▶ Work required
Tally the lines in the data below in which the word "within" occurs, then give only the total.

Raw data START

PR #5989, opened 2023-05-02
Fix popup layout bug in Chrome

### LINKED ISSUE #2593: Weird popup styling issues in Chrome, just sometimes

mxmou:
Resolves #2593

### Changes

Adds a `width` to some `img` elements.

### Reason for changes

Chrome sometimes doesn't update the layout properly when the image loads, which causes weird bugs.

### Tests

I wasn't able to reproduce the issue with this change. It happens quite often on v1.31.2, so I believe that means it's fixed.

### DIFF
--- a/webpages/popup/style.css
+++ b/webpages/popup/style.css
@@ -32,6 +32,7 @@ body {
   padding: 0 20px;
 }
 #logo {
+  width: 30px;
   height: 30px;
   margin-inline-end: 20px;
   vertical-align: middle;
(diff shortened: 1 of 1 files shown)


WorldLanguages:
Good catch! Chrome not knowing the aspect ratio of images until they load would explain all layout issues.

WorldLanguages (approved):
Tested in Chromium

PR #6013, opened 2023-05-06
Add "Cooldown display for posting in the forums" addon

### LINKED ISSUE #5984: Show how many seconds left on 60 second rule
### Why this would be helpful

I want to know how many seconds before I can post again

### How this addon works

When the error is displayed, it also shows how many seconds left
maybe a live timer too? (possibly)

### Possible alternatives

putting a timer on your phone after posting is not a good idea

### Additional context

_No response_

mybearworld:
Resolves #5984 

### Changes

Added a "Cooldown display for posting in the forums" (internally `forum-post-countdown`) addon which keeps track of when you can post again.

The addon in the settings.
The countdown in the post button.

### Reason for changes

It makes it easier to know when exactly you can post again. It also makes time feel a lot faster if you can see it pass in real time.

### Tests

Tested in Microsoft Edge 114.0.1807.6 (Official build) dev (64-bit).


WorldLanguages:
I would suggest to simply forget New Scratchers exist. Most users of this addon will be full Scratchers. Users shouldn't expect a "post" button with no countdown to mean with 100% certainty that the second rule has expired.

addons/forum-post-countdown/addon.json
```diff
@@ -0,0 +1,38 @@
+{
+  "name": "Countdown for posting in the forums",
+  "description": "When posting in the forums, show a countdown on every page showing when you can post again.",
```
DNin01, line 3: Here's my way of wording the name and description which you can apply and/or modify if you want:
```suggestion
  "name": "Display cooldown for posting in the forums",
  "description": "After submitting a forum post, display a countdown showing when you can post again.",
```

BroJac5246:
> I would suggest to simply forget New Scratchers exist. Most users of this addon will be full Scratchers. Users shouldn't expect a "post" button with no countdown to mean with 100% certainty that the "seconds rule" has expired.

I would disagree. Users will (rightly) interpret the countdown as "time until you can post," not "time until you can potentially post." Also, do we actually know what percent of our users are New Scratchers? It wouldn't surprise me if we do have New Scratchers who use the addon; some people just never become Scratchers.

mybearworld:
> > I would suggest to simply forget New Scratchers exist. Most users of this addon will be full Scratchers. Users shouldn't expect a "post" button with no countdown to mean with 100% certainty that the "seconds rule" has expired.
> 
> I would disagree. Users will (rightly) interpret the countdown as "time until you can post," not "time until you can potentially post." Also, do we actually know what percent of our users are New Scratchers? It wouldn't surprise me if we do have New Scratchers who use the addon; some people just never become Scratchers.

And SA users who've switched accounts as well.

addons/forum-post-countdown/addon.json
mybearworld: > Use nouns instead of verbs (for example, `Customizable new sprite position` instead of `Change new sprite position`) unless doing so would result in the addon name being overly complicated. (https://scratchaddons.com/docs/reference/addon-manifest/)

Because of that, I think cooldown and display should be flipped (so that display is the noun):

```suggestion
  "name": "Cooldown display for posting in the forums",
  "description": "After submitting a forum post, display a countdown showing when you can post again.",
```

Other than that, this seems like a better way to phrase it (I am not good with making names, as you can tell)

Secret-chest:
Can't you fetch the Scratcher status from the API and make it automatic?

WorldLanguages:
> Can't you fetch the Scratcher status from the API and make it automatic?

Yeah, I'd say we fetch `/session` on each page load (within this addon's userscript) to check whether the account is New Scratcher or not.

mybearworld:
> > Can't you fetch the Scratcher status from the API and make it automatic?
> 
> Yeah, I'd say we fetch `/session` on each page load (within this addon's userscript) to check whether the account is New Scratcher or not.

That might have edge cases (Do we know what happens if you post, then become a Scratcher? Do you still have to wait 120s until you can post or is it reduced to 60s?) But those are rare enough that I think we can ignore them,

WorldLanguages:
There's infinite edge cases, like logging in into a different account in a different browser tab.

mybearworld:
> There's infinite edge cases, like logging in into a different account in a different browser tab.

Logging out just deletes the entry in localStorage and thereby removes the countdown, because I didn't want to deal with making that work :P

RedGuy12:
> Users shouldn't expect a "post" button with no countdown to mean with 100% certainty that the "seconds rule" has expired.

regardless of if we consider new scratchers, this should be noted in settings

mybearworld:
> > Users shouldn't expect a "post" button with no countdown to mean with 100% certainty that the "seconds rule" has expired.
> 
> regardless of if we consider new scratchers, this should be noted in settings

The addon now automatically adjusts based on the status, I don't think that needs to be mentioned.

RedGuy12:
as you said yourself, there's infinite edge cases - other tabs/browsers/devices, switching accounts, etc, etc. we don't want lots of bug reports for stuff we won't fix, so we should have a note saying it doesn't have 100% guaranteed accuracy but is good enough for the majority of use cases

mybearworld:
> as you said yourself, there's infinite edge cases - other tabs/browsers/devices, switching accounts, etc, etc. we don't want lots of bug reports for stuff we won't fix, so we should have a note saying it doesn't have 100% guaranteed accuracy but is good enough for the majority of use cases

That makes sense. I've added a note.

Samq64:
> as you said yourself, there's infinite edge cases - other tabs/browsers/devices, switching accounts, etc, etc. we don't want lots of bug reports for stuff we won't fix, so we should have a note saying it doesn't have 100% guaranteed accuracy but is good enough for the majority of use cases

The same can be said with pretty much all addons (and software in general)

RedGuy12:
i feel like users of this addon are more likely to encounter those edge cases, but in the end i don't really care that much tbh

mybearworld:
> i feel like users of this addon are more likely to encounter those edge cases, but in the end i don't really care that much tbh

Now that I think about it, it's really only when changing devices - and I think someone changing devices will probably take at least minute to do so.

addons/forum-post-countdown/addon.json
```diff
@@ -0,0 +1,30 @@
...
+  "versionAdded": "1.33.0",
+  "userscripts": [
+    {
+      "url": "post-create.js",
+      "matches": ["newPostScreens"]
+    },
+    {
+      "url": "userscript.js",
+      "matches": ["https://scratch.mit.edu/*"]
+    }
```
WorldLanguages, line 14: Why does this need to run on every page?

mybearworld: So the cooldown is shown on every page.

WorldLanguages: Is that really necessary?

WorldLanguages: I was thinking just post buttons in the forums?

mybearworld: That probably does make sense.

WorldLanguages:
Does the cooldown affect changing the signature or editing posts? Just asking so we can test against those cases.

mybearworld:
> Does the cooldown affect changing the signature or editing posts? Just asking so we can test against those cases. (And surely this shouldn't affect the "report a post" screen)

It does not affect any of these.

addons/forum-post-countdown/userscript.js
```diff
@@ -0,0 +1,37 @@
...
+
+  setInterval(async () => {
+    const now = Date.now();
+    if (now > Number(countdown) + secondCount * 1000 || !(await addon.auth.fetchIsLoggedIn())) {
+      localStorage.removeItem("sa-forum-post-countdown");
+      elt.remove();
+      return;
+    }
+    elt.textContent = msg("seconds-left", { seconds: secondCount - Math.floor((now - countdown) / 1000) });
+  });
```
WorldLanguages, line 25: Doing this once a second is probably okay? I believe setInterval with no second argument runs multiple times per second.

addons/forum-post-countdown/userscript.js
```diff
@@ -0,0 +1,37 @@
...
+
+  addon.settings.addEventListener("change", () => {
+    secondCount = addon.settings.get("120-second") ? 120 : 60;
+  });
```
WorldLanguages, line 29:
```suggestion
```

addons/forum-post-countdown/userscript.js
```diff
@@ -0,0 +1,37 @@
...
+
+  addon.self.addEventListener("disabled", () => {
+    elt.style.display = "none";
+  });
+  addon.self.addEventListener("reenabled", () => {
+    elt.style.display = "";
+  });
+}
```
WorldLanguages, line 37:
```suggestion
  addon.tab.displayNoneWhileDisabled(elt);
```

addons/forum-post-countdown/post-create.js
```diff
@@ -0,0 +1,10 @@
+export default async function () {
+  const submitButtons = document.querySelectorAll("#djangobbwrap .form-submit [type=submit]");
+  const submitButton = submitButtons[submitButtons.length - 1];
```
WorldLanguages, line 3: Can a single page have more than one submit button? I'm curious because I think other addons don't consider this

WorldLanguages:
We could use `sessionStorage` instead of `localStorage` here.

addons/forum-post-countdown/post-create.js
mybearworld: No, they can't - this is from when this addon duplicated the post button, and I wanted to make sure nothing weird could happen.

```suggestion
  const submitButton = document.querySelector("#djangobbwrap .form-submit [type=submit]");
```

addons/forum-post-countdown/userscript.js
mybearworld: Then it could be delayed by about a second - might not be too big of a deal, though.

WorldLanguages: @mybearworld At least do 250 or 500 ms, the default is like 3ms which is excessive

addons/forum-post-countdown/addon.json
```diff
@@ -0,0 +1,30 @@
+{
+  "name": "Cooldown display for posting in the forums",
+  "description": "After submitting a forum post, display a countdown showing when you can post again.",
+  "tags": ["community", "forums"],
+  "versionAdded": "1.33.0",
+  "userscripts": [
+    {
+      "url": "post-create.js",
```
Samq64, line 8: Since this runs on the same pages as the main script could it be merged with it?

addons/forum-post-countdown/userscript.js
```diff
@@ -0,0 +1,28 @@
...
+    ? 120
+    : 60;
+
+  const elt = document.createElement("div");
+  elt.id = "sa-forum-post-countdown";
+  document.body.appendChild(elt);
+
+  setInterval(async () => {
+    const now = Date.now();
+    if (now > Number(countdown) + secondCount * 1000 || !(await addon.auth.fetchIsLoggedIn())) {
```
Samq64, line 19: Could the login check only be run once?

addons/forum-post-countdown/userscript.js
```diff
@@ -0,0 +1,28 @@
...
+      localStorage.removeItem("sa-forum-post-countdown");
+      elt.remove();
+      return;
+    }
+    elt.textContent = msg("seconds-left", { seconds: secondCount - Math.floor((now - countdown) / 1000) });
+  });
+
+
+  addon.tab.displayNoneWhileDisabled(elt);
```
Samq64, line 28: You forgot the closing brace at the end of the file.

addons/forum-post-countdown/userscript.js
```diff
@@ -0,0 +1,28 @@
...
+  document.body.appendChild(elt);
+
+  setInterval(async () => {
+    const now = Date.now();
+    if (now > Number(countdown) + secondCount * 1000 || !(await addon.auth.fetchIsLoggedIn())) {
+      localStorage.removeItem("sa-forum-post-countdown");
+      elt.remove();
+      return;
+    }
+    elt.textContent = msg("seconds-left", { seconds: secondCount - Math.floor((now - countdown) / 1000) });
```
Samq64, line 24: This would probably be a little easier to understand if it was a variable.

mybearworld:
image
what

WorldLanguages:
> We could use `sessionStorage` instead of `localStorage` here.

Is it okay if I change this?

mybearworld:
> > We could use `sessionStorage` instead of `localStorage` here.
> 
> Is it okay if I change this?

Go ahead,

addons/forum-post-countdown/userscript.js
```diff
@@ -0,0 +1,40 @@
...
+    await fetch("/session", { headers: { "x-requested-with": "XMLHttpRequest" } }).then((resp) => resp.json())
+  ).permissions.new_scratcher
+    ? 120
+    : 60;
+
+  const elt = document.createElement("div");
+  elt.id = "sa-forum-post-countdown";
+  document.body.appendChild(elt);
+
+  const seconds = secondCount - Math.floor((now - countdown) / 100);
```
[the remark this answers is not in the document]
mybearworld: I am really not thinking here... I'm keeping it the way it is, probably doesn't need to be ava riable.

Samq64:
Where is countdown displayed?

mybearworld:
> Where is countdown displayed?

On every page with a post button on the bottom right on the page.

addons/forum-post-countdown/userscript.js
```diff
@@ -0,0 +1,38 @@
+export default async function ({ addon, msg }) {
+  const countdown = localStorage.getItem("sa-forum-post-countdown");
+  if (!countdown) {
+    return;
```
Samq64, line 4: I was wrong about my review because now this script will never run since the storage item is set later.

mybearworld: Should now be fixed (among with a bunch of other things)

WorldLanguages:
> We could use `sessionStorage` instead of `localStorage` here.

I was wrong:

> Whenever a document is loaded in a particular tab in the browser, a unique page session gets created and assigned to that particular tab. That page session is valid only for that particular tab.

addons/forum-post-countdown/userscript.js
```diff
@@ -0,0 +1,37 @@
...
+    ? 120
+    : 60;
+
+  const elt = document.createElement("div");
+  elt.id = "sa-forum-post-countdown";
+  document.body.appendChild(elt);
+
+  setInterval(async () => {
+    const now = Date.now();
+    if (now > Number(countdown) + secondCount * 1000 || !loggedIn) {
```
WorldLanguages, line 28: `loggedIn` isn't going to change with time, so it doesn't make sense to use its value on the interval.

addons/forum-post-countdown/userscript.js
```diff
@@ -0,0 +1,37 @@
...
+    if (!localStorage.getItem("sa-forum-post-countdown")) {
+      localStorage.setItem("sa-forum-post-countdown", Date.now());
+    }
+  });
+
+  const countdown = localStorage.getItem("sa-forum-post-countdown");
+  if (!countdown) {
+    return;
+  }
+
```
WorldLanguages, line 14: Ideally, at this point of the code we would check if the countdown is already overdue (for example, it might have been 24 hours), delete the storage item and return in that case.

WorldLanguages:
@mxmou You might have better ideas for the positioning and CSS of the countdown (but we can deal with this after submitting strings for translation)

The current design is sticky and is positioned in the bottom right of topics and the "new post" screens:
image

addons/forum-post-countdown/userscript.js
WorldLanguages: I think that would avoid the countdown from showing for 1 second then disappearing. Haven't actually tried to test or emulate this case, though

Samq64:
I expected it to to be vertically aligned with the post button.

mybearworld:
Maybe inside the post button, like [Post (in 23s)]?

addons/forum-post-countdown/userscript.js
mybearworld: Good catch

mybearworld:
image

mybearworld:
I also used the opportunity to disable the post button.

addons/forum-post-countdown/userscript.js
mybearworld: With the countdown now being in the post button, is this actually that important? Worst case, there's a bit too much padding on the submit button for a second.

WorldLanguages (approved):
I'm not sure if we should disable the post button, but it looks okay

mybearworld:
> I'm not sure if we should disable the post button, but it looks okay

I thought it makes sense because you can't post anyways - maybe it could just have lower opacity but still allow you to use it as usual?

WorldLanguages:
> I thought it makes sense because you can't post anyways - maybe it could just have lower opacity but still allow you to use it as usual?

Yeah, I think that would be better.

mybearworld:
> Yeah, I think that would be better.

Alright, done.

BroJac5246:
> I'm not sure if we should disable the post button, but it looks okay

Why? Is there any reason not to disable it? There's no reason you would want to use it anyway.

mybearworld:
> > I'm not sure if we should disable the post button, but it looks okay
> 
> Why? Is there any reason not to disable it? There's no reason you would want to use it anyway.

Probably just not blocking functionality that Scratch allows, or making sure it's still usable if the addon somehow breaks.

Raw data END

▶ Expected output
2